Jay and Janet have been running their farm with horse-power for 34 years, and they will tell you that the learning, the listening, the focus never ends. It is a lifetime of effort. It is simply part of the work.
I always hesitate to say what “we need”, but it seems to me that we need to work more often with living creatures, with living systems.
I could argue that we need to do this because we rely upon them, that we are a part of living systems, and that all human efforts to dominate or circumnavigate living things will ultimately result in failure. Maybe that’s true, maybe it’s not, maybe it’s impossible to tell. But either way, that’s not where my time with draft horses took me this week.
Instead, I thought endlessly about the spiritual and intellectual benefits of this work. When working with living things, we are engaged in a partnership, in an exchange. It might not be equal - though I don’t know how that would ever be measured - but it is a partnership nonetheless. We do not control everything that happens; we are but actors within a larger play. There are a lot of other things going on.
Working with living things requires us to slow down, to purge ourselves of distraction, to focus on the task at hand, and to listen. It is difficult, and it requires every part of us.
At lunch on Friday, sitting around their dining room table, the Baileys were talking about their recently-entered partnership with a younger farming couple, about how they balance mentorship with letting go, when Jay brought the topic back to horses. “Working with horses helps. For me, working with the horses is like meditation,” he said. “It makes me focus on something other than myself, attend myself to the needs of another being.”

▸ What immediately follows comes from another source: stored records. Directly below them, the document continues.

PR #2945, opened 2025-02-13
CLDC-3802 sales bulk upload update 2025

carolynbarker:
Sales bulk upload review.

I'll check back through this myself as well and test it out, but keen to get any feedback in the meantime.


app/helpers/bulk_upload/sales_log_to_csv.rb
```diff
@@ -92,6 +100,15 @@ def to_2024_csv_row(seed: nil)
     end
   end
 
+  def to_2025_csv_row(seed: nil)
```
carolynbarker: I want to commonise some of these methods

app/services/bulk_upload/sales/year2025/csv_parser.rb
```diff
@@ -0,0 +1,124 @@
+require "csv"
+
+class BulkUpload::Sales::Year2025::CsvParser
+  include CollectionTimeHelper
+
+  FIELDS = 121
+  MAX_COLUMNS = 142
```
carolynbarker, line 7: This is the same as before. There is one column of row headers, so we need to allow at least 122 columns

app/views/bulk_upload_sales_logs/forms/prepare_your_file_2025.html.erb
carolynbarker, line 1: This is currently the same as prepare_your_file_2024.html.erb but with the year updated in the copy. Do we know yet whether there is new copy for this page in 2025?

config/locales/validations/sales/2025/bulk_upload.en.yml
carolynbarker, line 1: same as 2024

spec/services/bulk_upload/sales/log_creator_spec.rb
```diff
@@ -6,13 +6,13 @@
...
-  let(:row_parser) { instance_double(BulkUpload::Sales::Year2024::RowParser) }
+  let(:bulk_upload) { create(:bulk_upload, :sales, user:, year: 2025) }
+  let(:csv_parser) { instance_double(BulkUpload::Sales::Year2025::CsvParser) }
+  let(:row_parser) { instance_double(BulkUpload::Sales::Year2025::RowParser) }
   let(:log) { build(:sales_log, :completed, assigned_to: user, owning_organisation: owning_org, managing_organisation: owning_org) }
 
   before do
-    allow(BulkUpload::Sales::Year2024::CsvParser).to receive(:new).and_return(csv_parser)
+    allow(BulkUpload::Sales::Year2025::CsvParser).to receive(:new).and_return(csv_parser)
     allow(csv_parser).to receive(:row_parsers).and_return([row_parser])
```
carolynbarker: this doesn't look right to me, I actually want to add 2025 as a separate section and test both

spec/services/bulk_upload/sales/year2025/row_parser_spec.rb
carolynbarker, line 1: I've updated the fields from last year, but I haven't yet added tests for the new fields

app/services/bulk_upload/sales/year2025/row_parser.rb
```diff
@@ -0,0 +1,2063 @@
...
+
+  attribute :field_42, :integer
+  attribute :field_43, :string
+  attribute :field_44, :string
+  attribute :field_45, :integer
+  attribute :field_46, :integer
+  attribute :field_47, :string
+  attribute :field_48, :string
+  attribute :field_49, :integer
+  attribute :field_49, :integer
```
kosiakkatrina: I think this should be 50?

app/services/bulk_upload/sales/year2025/row_parser.rb
```diff
@@ -0,0 +1,2063 @@
...
+  attribute :field_85, :integer
+  attribute :field_86, :integer
+  attribute :field_87, :integer
+  attribute :field_88, :integer
+  attribute :field_89, :integer
+  attribute :field_90, :integer
+  attribute :field_91, :integer
+  attribute :field_92, :integer
+  attribute :field_93, :decimal
+
```
kosiakkatrina, line 249: Should there be 94 and 95 here?

app/services/bulk_upload/sales/year2025/csv_parser.rb
```diff
@@ -0,0 +1,124 @@
...
+  def correct_field_count?
+    valid_field_numbers_count = field_numbers.count { |f| f != "field_blank" }
+
+    valid_field_numbers_count == FIELDS
+  end
+
+private
+
+  def default_field_numbers
+    (1..FIELDS).map do |number|
```
kosiakkatrina, line 74: Nice

app/services/bulk_upload/sales/year2025/csv_parser.rb
```diff
@@ -0,0 +1,124 @@
...
+  def field_numbers
+    @field_numbers ||= if with_headers?
+                         rows[row_offset - 1][col_offset..].map { |number| number.to_s.match?(/^[0-9]+$/) ? "field_#{number}" : "field_blank" }
+                       else
+                         default_field_numbers
+                       end
+  end
+
+  def headers
+    @headers ||= ("field_1".."field_#{FIELDS}").to_a
```
kosiakkatrina, line 92: I think this is correct, but I wonder why in 2024 it was ..field_135 instead of ..field_131

app/services/bulk_upload/sales/year2025/row_parser.rb
```diff
@@ -0,0 +1,2063 @@
...
+  include InterruptionScreenHelper
+  include FormattingHelper
+
+  QUESTIONS = {
+    field_1: "Which organisation owned this property before the sale?",
+    field_2: "Which organisation is reporting this sale?",
+    field_3: "Username",
+    field_4: "What is the day of the sale completion date? - DD",
+    field_5: "What is the month of the sale completion date? - MM",
+    field_6: "What is the year of the sale completion date? - YY",
```
kosiakkatrina: If I'm looking at the correct file I think 1, 2, 3 and 4, 5, 6 should be swapped?

app/services/bulk_upload/sales/year2025/row_parser.rb
```diff
@@ -0,0 +1,2063 @@
...
+            presence: {
+              message: I18n.t("#{ERROR_BASE_KEY}.not_answered", question: "staircasing transaction."),
+              category: :setup,
+              if: :shared_ownership?,
+            },
+            on: :after_log
+
+  validates :field_11,
+            inclusion: {
+              in: [8, 14, 27, 9, 29, 21, 22],
```
kosiakkatrina: Can this also be 27 and 29?

app/services/bulk_upload/sales/year2025/row_parser.rb
```diff
@@ -0,0 +1,2063 @@
...
+            },
+            on: :after_log
+
+  validates :field_18,
+            presence: {
+              message: I18n.t("#{ERROR_BASE_KEY}.not_answered", question: "type of building."),
+              category: :setup,
+              if: :shared_or_discounted_but_not_staircasing?,
+            },
+            on: :after_log
```
kosiakkatrina: I don't think we need any of the new not answered validations here, cause they should be covered by `validate :validate_nulls`
We likely just want to keep the ones that we had, cause they're either in the setup section (`category: :setup`) or they have slightly different way of validating when coming through BU as opposed to validations we have on the log model.

spec/services/bulk_upload/sales/log_creator_spec.rb
kosiakkatrina: Yeah, it looks like it's not necessarily year specific, I guess the only thing it's testing in terms of the years is that it's actually creating the correct parser etc, we're stubbing everything else. So technically we could add tests for different years just to test that and leave the rest of the tests just for a single year

spec/services/bulk_upload/sales/year2025/row_parser_spec.rb
kosiakkatrina: I think that's fine unless the new fields have quite specific validations that we want to test. I'd probably leave it as is for now and see if anything comes out of testing

app/views/bulk_upload_sales_logs/forms/prepare_your_file_2025.html.erb
carolynbarker: We decided to use the existing copy (but with year updated) for now, and ask Rachel for any copy changes which would be a separate ticket

app/helpers/bulk_upload/sales_log_to_csv.rb
carolynbarker: I've done this but will raise as a separate PR

app/services/bulk_upload/sales/year2025/row_parser.rb
carolynbarker: Fixed, good spot!

app/services/bulk_upload/sales/year2025/row_parser.rb
carolynbarker: There should indeed - I've added them, thanks

app/services/bulk_upload/sales/year2025/row_parser.rb
carolynbarker: You were absolutely right, I've updated them. There were quite a few places I had to update these, let's keep an eye out for any places that look suspiciously swapped

app/services/bulk_upload/sales/year2025/row_parser.rb
carolynbarker: yes, but I think they're already included as options? I copied this from the 2024 row parser, but it does seem to match the 2025 template too

carolynbarker: oh wait maybe I see what you're saying - should 27 and 29 *not* be included any more? they're listed in the template, but I don't know right now what options they correspond to

app/services/bulk_upload/sales/year2025/row_parser.rb
carolynbarker: absolutely, thanks. I hadn't read through the validation logic in the row_parser.

It seems weird that field_115 is the only non setup validation here. It seems to throw a soft validation on the log model. Are there any other fields that would need a separate validation here?

app/services/bulk_upload/sales/year2025/row_parser.rb
kosiakkatrina: Oh, sorry, I think I just missed it cause it was out of order!

app/services/bulk_upload/sales/year2025/row_parser.rb
kosiakkatrina: Yeah, I think it wasn't getting passed on from the model for some reason so it got added here in CLDC-3318, maybe there was another way to do it. We have other non setup validations here, but they're all defined as methods, we could extract this as a method, but I don't think it makes much of a difference

app/services/bulk_upload/sales/year2025/row_parser.rb
carolynbarker: No worries! I've reordered it to be clearer

carolynbarker: I've put them in a more sensible order!

app/services/bulk_upload/sales/year2025/csv_parser.rb
carolynbarker: It seems to have just been copied from 2023, when there were 131 fields.

app/views/bulk_upload_sales_logs/forms/prepare_your_file_2025.html.erb
```diff
@@ -0,0 +1,36 @@
...
+  <div class="govuk-grid-column-two-thirds">
+    <%= form_with model: @form, scope: :form, url: bulk_upload_sales_log_path(id: "prepare-your-file"), method: :patch do |f| %>
+      <%= f.hidden_field :year %>
+      <%= f.hidden_field :organisation_id %>
+
+      <span class="govuk-caption-l">Upload sales logs in bulk (<%= @form.year_combo %>)</span>
+      <h1 class="govuk-heading-l">Prepare your file</h1>
+      <p class="govuk-body govuk-!-margin-bottom-2"><%= govuk_link_to "Read the full guidance", bulk_upload_sales_log_path(id: "guidance", form: { year: @form.year }, referrer: "prepare-your-file") %> before you start if you have not used bulk upload before.</p>
+
+      <h2 class="govuk-heading-s">Download template</h2>
```
Dinssa: Is the only difference between this prepare your file and the 2024 one the dates? Can this be turned into something reusable? Based off the current collection year selected we could do that.

carolynbarker: Good question! I initially left this separate because I wasn't sure whether there's any new copy planned for the prepare your file section. But I don't think we are, and it looks like the text was the same except for the dates in 2013 as well, so I agree let's make it reusable

app/services/bulk_upload/sales/year2025/row_parser.rb
```diff
@@ -373,6 +373,7 @@ class BulkUpload::Sales::Year2025::RowParser
               greater_than_or_equal_to: 0,
               less_than_or_equal_to: 70,
               if: :discounted_ownership?,
+              allow_blank: true,
```
carolynbarker, line 376: Currently, uploading a bulk upload row with a discounted sale under another right to buy scheme will fail with a critical error if discount field is empty. But we only require discount to be present when it's a right-to-buy-like discount scheme - for other discount schemes this is blanked if provided. So, this numericality validation should only apply when the field is present.

If the field is absent when discount should be provided, this will be caught by other validations.

I think the same applies for 2024 so have made this change there too.

app/views/bulk_upload_sales_logs/forms/prepare_your_file.html.erb
```diff
@@ -14,15 +14,15 @@
```
kosiakkatrina, line 14: Did we confirm these pages would now mostly be the same between the years?

kosiakkatrina (approved):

I can easily imagine myself working with horses, but I don’t know if it’ll ever happen. What I do know is that I never want to stop working with other living things, be it soil or vegetables or sheep or cows or my children or my friends or my partner. They may be hard or complicated or quirky or imperfect, but that's the stuff with which incredible things are built. They are more than worth the trouble.
And through them, through that work, maybe I can build myself, too.